Labor-plus contractors, unlike labor-only contractors, are required by Article 106 of the Labor Code to be
sufficiently capitalized or to possess their own equipment for use by the workers as they work in the premises
of the genuine employer. Labor-plus contractors also execute a service contract with the genuine employer
stating that the former is the employer of the deployed workers and that the labor-plus contractors can pull
out any deployed worker anytime for any cause and reassign him to other or vacant positions in the
contractors’ other clients. This kind of arrangement is legal and is allowed under Article 106 of the Labor
Code.
The labor unions all over the archipelago are vehemently against the genuine employer-labor-plus contracting.
To the labor unions, this is a worse form of contractualization. The first form, labor-only contracting, is not
much of a headache to the labor unions because in the first place, it is already illegal. In the second place, the
deployed workers have the effective remedy of suing the genuine employer for correct wages and benefits
since the labor-only contracting camouflage has time and again been undressed and trounced by our
labor tribunals.
On the other hand, because of its legal cover, the second form of contractualization, the genuine employer-
labor-plus contracting has thrived in the labor horizon and there seems to be no stopping its growth, like
a kamote plant on fertile soil.
This form of contractualization has lessened the members of labor federations and labor centers and has
weakened their political power. Deployed workers may form labor unions under the fictitious employer but
being penniless, so to speak, how can the deployed workers economically benefit from organizing a labor
union as employees of the fictitious employer?

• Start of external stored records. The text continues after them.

PR #12093, opened 2026-07-24
refactor(operator): organize APIs by group

carlory:
## Summary

- move Dynamo resource APIs under `deploy/operator/api/dynamo/{v1alpha1,v1beta1}` to organize API packages by group
- update Go consumers, Kubebuilder metadata, generators, CODEOWNERS, and source-path documentation
- preserve the public Kubernetes API identities `nvidia.com/v1alpha1` and `nvidia.com/v1beta1`

## Validation

- `GOCACHE=/tmp/dynamo-go-cache go test ./api/... ./internal/...`
- `GOCACHE=/tmp/dynamo-go-cache go test ./api -run TestFuzzRoundTrip -roundtrip-fuzz-iters=3000 -count=1 -v`
- generated Pydantic model validation
- `GOOS=linux GOCACHE=/tmp/dynamo-go-cache go test -run "^$" -exec /usr/bin/true ./cmd/snapshotctl ./internal/controller` in `deploy/snapshot`
- regenerated deepcopy code, CRDs, RBAC, API reference, Pydantic models, and CODEOWNERS
- `git diff --check`

Cluster E2E was not run locally because it requires an active Kubernetes test environment and installs external operators.

---

<a href="https://nvidia.devinenterprise.com/review/ai-dynamo/dynamo/pull/12093" target="_blank">
  <picture>
    Open in Devin Review
  </picture>
</a>

## Summary by CodeRabbit

- **New Features**
  - Added Dynamo Kubernetes API resources for graph deployments, component deployments, models, profiling requests, checkpoints, scaling adapters, and pod snapshots.
  - Added support for topology placement, GPU memory services, failover, checkpoint policies, multinode deployments, and KV-transfer routing.
  - Added API version conversion support between v1alpha1 and v1beta1.

- **Bug Fixes**
  - Improved resource serialization by removing empty configuration artifacts while preserving meaningful and unknown fields.

- **Documentation**
  - Updated API references and development guidance to reflect the current Dynamo resource locations.


.github/codeowners/areas.yaml
```diff
@@ -223,6 +223,7 @@ areas:
   - components/src/dynamo/common/memory/
   - components/src/dynamo/common/tests/
   - components/src/dynamo/common/utils/
+  - components/src/dynamo/squeeze_evolve/
```
carlory, line 226: It is not related to this PR. but the ci is broken without this patch.

sttts:
Devil's advocate: why not `api/nvidia.com/{v1beta1,v1alpha1}` ? Of without the `.com` if that makes problems.

carlory:
@sttts  To be honest, the API package naming in the Dynamo project seems a little unusual. For comparison, consider these open source projects:

Kueue

- `config.kueue.x-k8s.io` for the Kueue operator configuration.
- `kueue.x-k8s.io` for Kueue features. 

LWS

- `config.lws.x-k8s.io` for the LWS operator configuration. the lws word is the project's name.
- `leaderworkerset.x-k8s.io` for LWS features
- `disaggregatedset.x-k8s.io` for PD features

In these examples, x-k8s.io is the shared subdomain, while the prefix indicates the API's purpose or scope.

Dynamo

- `operator.config.dynamo.nvidia.com` for the Dynamo operator configuration, even though its directory is simply named config. And it seems that the `operator` prefix is unnecessary.
- `nvidia.com` for Dynamo features.

In my opinion, `dynamo.nvidia.com` would be a better choice for the dynamo API group. It clearly identifies the API as belonging to Dynamo, whereas nvidia.com represents NVIDIA as a whole.
However, changing it now would introduce a breaking API change.

hhzhang16:
This MR seems to break Go source compatibility for consumers importing the old API packages, even though the Kubernetes GVK remains unchanged

carlory:
@hhzhang16  It seems that no other open source project import our API package.

- https://grep.app/search?q=%22github.com%2Fai-dynamo%2Fdynamo%2Fdeploy%2Foperator%2Fapi%2Fv1beta1%22
- https://grep.app/search?q=%22github.com%2Fai-dynamo%2Fdynamo%2Fdeploy%2Foperator%2Fapi%2Fv1alpha1%22

dagil-nvidia (commented):
Content-clean but integration-stale: at this PR's own base, every gate is green and the 195-file diff is a proven pure-mechanical `api/{v1alpha1,v1beta1}` to `api/dynamo/{v1alpha1,v1beta1}` rewrite with zero behavior change. But main has moved 657 commits since the base, and a textual merge now breaks the build. Nothing is wrong with the approach itself; it needs a rebase and a mechanical re-apply.

## Verified at the PR base (head 3bfa663, reviewed in a local worktree)

- CODEOWNERS regenerates byte-identical (615 rules, zero drift); strict path coverage passes; matcher tests 86/86; ownership routing for old paths, new paths, and `api/` root all resolve to the operator team, same as before the move.
- `go build ./...` and `go vet ./...` clean in `deploy/operator` and (GOOS=linux) `deploy/snapshot`; `go test ./api/...` green including the roundtrip fuzz package.
- deepcopy (controller-gen v0.17.3), CRD manifests, RBAC plus the helm-chart role copy, and the generated pydantic model all regenerate byte-identical to the committed files.
- Whole-diff multiset check: all 223 removed lines map 1:1 onto added lines after the single path substitution. The only non-move hunks are the squeeze_evolve ownership addition, its generated CODEOWNERS counterpart, a stale-path fix in `PROJECT`, and a default-path update in `generate_pydantic_from_go.py`.
- API identity is untouched (`Group: "nvidia.com"` in both `groupversion_info.go` files), so live CRs are unaffected.
- Tree-wide grep at the base: zero stale references to the old layout.

## Needed before merge (rebase requirements, not defects in the diff)

1. Rebase and re-apply the rewrite over current main. 53 Go files on main import the old `deploy/operator/api/{v1alpha1,v1beta1}` path and do not exist at this base (for example `internal/controller/dgd_*_reconciler.go`, `internal/checkpoint/compatibility.go`, `api/conversion_webhook_test.go`); a textual merge deletes the package they import and the operator module stops compiling. The two `docs/kubernetes/*.md` files this PR edits have since moved under `docs/fern/pages/**` (modify/delete conflict); the same stale strings now live in `dynamo-operator.md`, `api-reference-k8s.md`, and `full-api-reference.mdx`. After rebasing, rerun the same substitution over the new consumers, then `make generate manifests` and the CODEOWNERS generator.
2. Drop the `.github/codeowners/areas.yaml` squeeze_evolve hunk on rebase. It fixed a real coverage gap at this base, but main has since covered that path and routes it to the router team; keeping this line would silently re-route it. One more rebase trap the strict gate will not catch: main added a shared-ownership override for `deploy/operator/api/v1alpha1/dynamocheckpoint*` (operator plus gms); that glob must be rewritten to the new path or the checkpoint types silently lose co-ownership, because the parent directory still covers them.

## Minor

- `CONVERSION.md`'s updated command was verified live (`go test ./api/dynamo/v1alpha1 -count=1` passes); just confirm the file has not drifted on main during rebase.

Pre-existing, not this PR: the broken relative link in `recipes/kimi-k2.5/tokenspeed/agg/nvidia/README.md:221`, and `deploy/snapshot`'s darwin build failure (Linux-only syscalls without build tags).

Comment-only review; no approval implied and severity calls stay with the human reviewers.

dagil-nvidia (changes requested):
Requesting changes on the two rebase requirements detailed in the review comment above:

1. Rebase onto current main and re-apply the path rewrite over the 53 newer Go files that import the old `api/{v1alpha1,v1beta1}` layout, then rerun `make generate manifests` and the CODEOWNERS generator. As it stands, a merge breaks the operator build.
2. Drop the squeeze_evolve ownership hunk (main now routes that path to the router team), and rewrite main's shared `dynamocheckpoint*` ownership override to the new path so the checkpoint types keep their co-ownership.

The rewrite itself verified clean end to end at this PR's base - happy to re-review quickly after the rebase.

Moreover, to save on costs and to avoid labor unions, there exists an undeniable temptation for the genuine
employer to create or finance its own fictitious labor-only or labor-plus contractor.
Article 106 of the Labor Code allows contractualization of the second variety, genuine employer-labor-plus
variety. On the other hand, Article 280 of the same Code allows the hiring of contractuals and endos.
Palliative department orders have been and will be issued by the Department of Labor and Employment in
order to placate the workers and labor unions affected by the endo and contractualization
arrangements. However, until and unless Article 106 and 280 of the Labor Code are repealed or
amended, endo and contractualization will continue to dominate the Philippine industrial landscape.